“What is it, some carcinogen in the gum?” She raised a hand and waved the thought aside. “It’s all crazy,” she said. “Oh, hi, Raffles. Were you hiding from the nasty old policemen? Oh, you are a sweetie pie. Yes, you are! Yes, you are!”
“Miaow,” said Raffles.
When the store’s empty, or when the browsers strike me as trustworthy types, I’m apt to pick up a book and read. There’s a little bell that tinkles when someone opens the door, but if I’m really caught up in my reading I don’t always hear it.
Which is what happened around four-thirty. I was back in prehistory, sharing the heroine’s dismay that those Neanderthals just didn’t understand her, when the deliberate clearing of a throat just across the counter from me yanked me back to present time. I looked up from the primitive brutes on the page and into the swinish little eyes of Borden Stoppelgard.
“I suppose you want your change,” I said.
“What, from the day before yesterday? No, of course not. You offered it to me then and I didn’t take it. You think I’d make a special trip here for it?”
“Probably not,” I said. “Unless you had to be in the neighborhood anyway to evict some widows and orphans.”
“You’ve got me wrong, Rhodenbarr.”
“Oh?”
“All wrong. What kind of man evicts widows and orphans in September? Christmas Eve, that’s the time for it.”
“‘Hark, the City Marshals Sing.’”
“My favorite Christmas carol,” he said, with a hearty chuckle. He stepped closer to the counter. “As a matter of fact, I did make a special trip here this afternoon, but not to buy books.
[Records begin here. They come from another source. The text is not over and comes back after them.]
PR #813, opened 2024-11-15
MRKT -189, STUD-355, STUD-356 updates to improve currency UI

dmkirshon:
Updated:
- Increase font weight of input field titles and subtexts
- Increase default decimal precision for NEWM currency value
- Moved ≈ estimate symbol from jsx locations to currency formatter as an option, allows for "less than ..." currency statement return without estimation symbol

Add:
- Add dynamic decimal precision on studio marketplace tab for percentage and currency values
- Add a return string for "less than .." of the default precision value for NEWM and USD currency formatting, present in studio and marketplace modals and song cards (not used if precision is modified to lower than default)


packages/components/src/lib/earnings/EarningsSummaryModal.tsx
```diff
@@ -77,8 +77,11 @@ const EarningsSummaryModal: FunctionComponent<
                 <Typography variant="subtitle1">Earnings</Typography>
                 <Typography variant="h4">
                   <Typography component="span" mr={ 0.5 } variant="subtitle2">
-                    (≈{ " " }
-                    { formatUsdAmount(unclaimedEarningsInUSD, { precision: 2 }) }){ " " }
+                    (
+                    { formatUsdAmount(unclaimedEarningsInUSD, {
+                      includeEstimateSymbol: true,
+                    }) }
+                    ){ " " }
```
dmkirshon, line 84: Do we know why these extra spaces are located everywhere with the currency format jsx? Existed before I added this in but I think one or two were added in for consistency I believe. Do we have issue removing them or are they in place for text formatting?

packages/utils/src/lib/crypto.ts
dmkirshon, line 1: There is quite a bit of redundancy across these currency formatters. Are we ok to refactor this on another ticket and have the currency as an option for a generic formatter? Or is it better to keep these separated?

I also noted we have some `formatPriceToDecimal` functions from the pricing plan/summary that seem to serve a similar purpose that could also be merged in.

packages/utils/src/lib/crypto.ts
```diff
@@ -38,36 +53,60 @@ export const formatNewmAmount = (
...
+    precision: 2,
+  }
 ) => {
   if (!amount) return "₳ 0";
 
-  const { includeSymbol = true, precision = 2 } = options;
+  const {
+    includeCurrencySymbol = true,
+    includeEstimateSymbol = false,
+    precision = 2,
```
dmkirshon, line 67: No changes to ADA besides adding the estimated symbol. I don't think we currently have any locations that would need to list "less than .." for ADA values. Precision might need to be evaluated at that point as well. Will bring it up to product to have an eye out.

packages/utils/src/lib/crypto.ts
```diff
@@ -9,27 +9,42 @@ export const NEWM_POLICY_ID = isProd
...
+    precision: 3,
+  }
 ) => {
   if (!amount) return "0 Ɲ";
 
-  const { includeSymbol = true, precision = 2 } = options;
+  const {
+    includeCurrencySymbol = true,
+    includeEstimateSymbol = false,
+    precision = 3,
```
dmkirshon, line 34: Are these deconstruction default values necessary when the params already have default values? Existed before I touched this, but added estimate symbol for deconstruction use and default value of false for consistency.

apps/studio/src/pages/home/library/MarketplaceTab/CreateSale.tsx
```diff
@@ -98,13 +99,25 @@ export const CreateSale = () => {
...
+  const getDynamicDecimalPrecision = (num: number): number | undefined => {
+    if (num >= 0.001 || num === 0 || !Number.isFinite(num)) {
+      return undefined;
+    }
+    const splitDecimalPortion = num.toFixed(10).split(".")[1];
+    const firstNonZeroIndex = splitDecimalPortion.search(/[1-9]/);
+    return firstNonZeroIndex && firstNonZeroIndex !== -1
+      ? firstNonZeroIndex + 1
+      : undefined;
+  };
```
dmkirshon, line 119: Thinking of refactoring this into crypto or another shared repo utility file. Will add a ticket to take care of refactor as other items in PR are more important to release.

apps/studio/src/pages/home/library/MarketplaceTab/CreateSale.tsx
```diff
@@ -134,16 +147,20 @@ export const CreateSale = () => {
...
         }) => {
-          const perTokenPrice = totalSaleValue / tokensToSell;
+          // tokensToSell is "" when the field is empty, converted to 0
+          const perTokenPrice =
+            Number(tokensToSell) !== 0 ? totalSaleValue / tokensToSell : 0;
           const percentageOfUserStreamTokens =
             (tokensToSell / streamTokensInWallet) * 100;
           const formattedPercentageOfUserStreamTokens = `${percentageOfUserStreamTokens.toFixed(
-            2
+            Math.max(2, 7 - tokensToSell.toString().length)
```
dmkirshon, line 156: This seemed like the most logical dynamic handling of the percentage as it covers up to the 1/(max user tokens).

apps/studio/src/pages/home/library/MarketplaceTab/CreateSale.tsx
```diff
@@ -98,13 +99,25 @@ export const CreateSale = () => {
       ),
     totalSaleValue: Yup.number()
       .required("This field is required")
+      .typeError("")
```
dmkirshon, line 102: Was added as there was a non UX friendly validation error outputting when `-` or `.` was entered on its own into the input field. The field is already of type number so other symbols/characters are restricted anyway.

Validation error:
`totalSaleValue must be a `number` type, but the final value was: `NaN` (cast from the value `NaN`).`

apps/marketplace/src/components/Sale.tsx
```diff
@@ -102,7 +103,7 @@ const Sale: FunctionComponent<SaleProps> = ({
 
     return {
       newmAmount: formatNewmAmount(newmAmount),
-      usdAmount: currency(usdAmount).format(),
```
dmkirshon, line 105: Is there a reason why currency was used here instead of  the formatUsdAmount?

escobarjonatan: Great question lol for me, i saw other instances of currency solution so I went with those but if they both achieve the same then I have no problem using the formatXamount method

apps/studio/src/pages/home/library/MarketplaceTab/CreateSale.tsx
escobarjonatan: I created something similarish here: https://github.com/projectNEWM/newm-web/blob/fc53de474cb805982266cc36cd18f08fea75f643/packages/utils/src/lib/sales.ts#L68 so maybe there? but maybe utils package makes more sense?

packages/components/src/lib/earnings/EarningsSummaryModal.tsx
escobarjonatan: The ones i have been adding were because I needed an explicit space and this is one way to achieve that, but with the refactor, if you feel it is not needed, you can remove it just make sure the spacing looks correct in the UI

packages/utils/src/lib/crypto.ts
escobarjonatan: i agree that this should be a part of a different ticket bc it is A LOT.... I feel like our designs went from including 2 decimal spaces, then more then less then more then less lol We should stick to the dynamic one makes sense to stay consistent

packages/utils/src/lib/crypto.ts
escobarjonatan: did you test your theory? lol I THINK we should remove them to decrease redundancy and confusion.

escobarjonatan (approved):

apps/studio/src/pages/home/library/MarketplaceTab/CreateSale.tsx
dmkirshon: Will take a look and create the ticket

packages/components/src/lib/earnings/EarningsSummaryModal.tsx
dmkirshon: Will look at creating a ticket for this one

packages/utils/src/lib/crypto.ts
dmkirshon: Will create the ticket for a review and refactor of currency usage.

apps/marketplace/src/components/Sale.tsx
dmkirshon: I think we just need to do a simple review of them and double check, will be part of the overall review and refactor ticket for currencies across packages.

packages/utils/src/lib/crypto.ts
dmkirshon: Copilot says they are redundant. So it says, so shall it be. 

I believe I quickly tested it, but I would like to spend a few more minutes to double check, smallish but will create a ticket to review this.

What I really want to do is apologize. We got off on the wrong foot the other day and it was my fault. I had the wrong idea about you.”
“You did?”
“It’s a constant hazard in my business, Rhodenbarr. I have to make snap judgments, and as a rule I’m pretty good at it. But nobody’s a hundred percent, and every once in a while I put my foot in it.”
“These things happen.”
“Here’s what I did,” he said. “I walked in here, I checked out the store, I checked you out, and I jumped to a conclusion. I said to myself, Here’s this poor sap busting his hump trying to clear twenty grand a year in a dead business. Be a good thing for him and everybody, I said to myself, when his lease is up and the laws of the marketplace put him out of his misery.”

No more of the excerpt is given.